▸ DESCRIPTION OF THE TASK: Return all records exactly. Nothing may be added.

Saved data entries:

○ ○ ○ ○ ○ ○ ○

PR #347, opened 2021-04-09
fix: pass remote_addrs to APISIX

tokers:

- [x] Bugfix
- [ ] New feature provided
- [ ] Improve performance
- [ ] Backport patches

- Related issues

___
### Bugfix
- Description

- How to fix?

___

___
### Backport patches
- Why need to backport?

- Source branch

- Target branch

### DIFF
--- a/pkg/apisix/resource.go
+++ b/pkg/apisix/resource.go
@@ -73,17 +73,18 @@ type item struct {
 }
 
 type routeItem struct {
-	UpstreamId string                 `json:"upstream_id"`
-	ServiceId  string                 `json:"service_id"`
-	Host       string                 `json:"host"`
-	Hosts      []string               `json:"hosts"`
-	URI        string                 `json:"uri"`
-	Vars       [][]v1.StringOrSlice   `json:"vars"`
-	Uris       []string               `json:"uris"`
-	Desc       string                 `json:"desc"`
-	Methods    []string               `json:"methods"`
-	Priority   int                    `json:"priority"`
-	Plugins    map[string]interface{} `json:"plugins"`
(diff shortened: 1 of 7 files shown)


tokers:
@gxthrj Please take a look when you have time.

pkg/apisix/resource.go
```diff
@@ -73,17 +73,18 @@ type item struct {
...
-	Host       string                 `json:"host"`
-	Hosts      []string               `json:"hosts"`
-	URI        string                 `json:"uri"`
-	Vars       [][]v1.StringOrSlice   `json:"vars"`
-	Uris       []string               `json:"uris"`
-	Desc       string                 `json:"desc"`
-	Methods    []string               `json:"methods"`
-	Priority   int                    `json:"priority"`
-	Plugins    map[string]interface{} `json:"plugins"`
+	UpstreamId  string                 `json:"upstream_id"`
```
jbampton, line 76: Generally I like some kind of order in lists, arrays or structures but not sure how this affects the whole system.

So with ordering some people chose an alphabetically ordered list, and others use a custom sort order for maybe the first few items in the list and then alphabetically for the rest of the items in the list.  There are many ways to sort and design data structures. 

Ordering also makes it easier to find existing items in the lists and speeds up adding new items.  
So in this file  there seems to be two `lists` and some other files in this PR have `lists`.
A general code style comment that I always push.

tokers: The order of fields affects the memory alignment but is not so important here, if that's really vital, we can optimize it in the future.

gxthrj (approved):

PR #411, opened 2021-04-28
feat: add ApisixClusterConfig CRD and global_rule type, client

tokers:
This Pull Request is the first part of support ApisixClusterConfig, in this PR, I added:

* the `ApisixClusterConfig` CRD
* the `ApisixClusterConfig` data structures
* the `GlobalRule` data structure
* the cache, apisix client to operate the `GlobalRule`
* sync `GlobalRule` and `StreamRoute` (it was missed in #401 ) when apisix-ingress-controller is starting


pkg/apisix/cluster.go
```diff
@@ -167,6 +169,16 @@ func (c *cluster) syncCacheOnce() (bool, error) {
 		log.Errorf("failed to list ssl in APISIX: %s", err)
 		return false, err
 	}
+	streamRoutes, err := c.streamRoute.List(context.TODO())
```
gxthrj, line 172: Seems to be a bugfix.

gxthrj (approved):

pkg/apisix/cluster.go
tokers: Yes, it was missing but it's OK since stream route is not in use now.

○ ○ ○ ○ ○ ○ ○

▸ EXERCISE RESULT:
PR #347, opened 2021-04-09
fix: pass remote_addrs to APISIX

tokers:

- [x] Bugfix
- [ ] New feature provided
- [ ] Improve performance
- [ ] Backport patches

- Related issues

___
### Bugfix
- Description

- How to fix?

___

___
### Backport patches
- Why need to backport?

- Source branch

- Target branch

### DIFF
--- a/pkg/apisix/resource.go
+++ b/pkg/apisix/resource.go
@@ -73,17 +73,18 @@ type item struct {
 }
 
 type routeItem struct {
-	UpstreamId string                 `json:"upstream_id"`
-	ServiceId  string                 `json:"service_id"`
-	Host       string                 `json:"host"`
-	Hosts      []string               `json:"hosts"`
-	URI        string                 `json:"uri"`
-	Vars       [][]v1.StringOrSlice   `json:"vars"`
-	Uris       []string               `json:"uris"`
-	Desc       string                 `json:"desc"`
-	Methods    []string               `json:"methods"`
-	Priority   int                    `json:"priority"`
-	Plugins    map[string]interface{} `json:"plugins"`
(diff shortened: 1 of 7 files shown)


tokers:
@gxthrj Please take a look when you have time.

pkg/apisix/resource.go
```diff
@@ -73,17 +73,18 @@ type item struct {
...
-	Host       string                 `json:"host"`
-	Hosts      []string               `json:"hosts"`
-	URI        string                 `json:"uri"`
-	Vars       [][]v1.StringOrSlice   `json:"vars"`
-	Uris       []string               `json:"uris"`
-	Desc       string                 `json:"desc"`
-	Methods    []string               `json:"methods"`
-	Priority   int                    `json:"priority"`
-	Plugins    map[string]interface{} `json:"plugins"`
+	UpstreamId  string                 `json:"upstream_id"`
```
jbampton, line 76: Generally I like some kind of order in lists, arrays or structures but not sure how this affects the whole system.

So with ordering some people chose an alphabetically ordered list, and others use a custom sort order for maybe the first few items in the list and then alphabetically for the rest of the items in the list.  There are many ways to sort and design data structures. 

Ordering also makes it easier to find existing items in the lists and speeds up adding new items.  
So in this file  there seems to be two `lists` and some other files in this PR have `lists`.
A general code style comment that I always push.

tokers: The order of fields affects the memory alignment but is not so important here, if that's really vital, we can optimize it in the future.

gxthrj (approved):

PR #411, opened 2021-04-28
feat: add ApisixClusterConfig CRD and global_rule type, client

tokers:
This Pull Request is the first part of support ApisixClusterConfig, in this PR, I added:

* the `ApisixClusterConfig` CRD
* the `ApisixClusterConfig` data structures
* the `GlobalRule` data structure
* the cache, apisix client to operate the `GlobalRule`
* sync `GlobalRule` and `StreamRoute` (it was missed in #401 ) when apisix-ingress-controller is starting


pkg/apisix/cluster.go
```diff
@@ -167,6 +169,16 @@ func (c *cluster) syncCacheOnce() (bool, error) {
 		log.Errorf("failed to list ssl in APISIX: %s", err)
 		return false, err
 	}
+	streamRoutes, err := c.streamRoute.List(context.TODO())
```
gxthrj, line 172: Seems to be a bugfix.

gxthrj (approved):

pkg/apisix/cluster.go
tokers: Yes, it was missing but it's OK since stream route is not in use now.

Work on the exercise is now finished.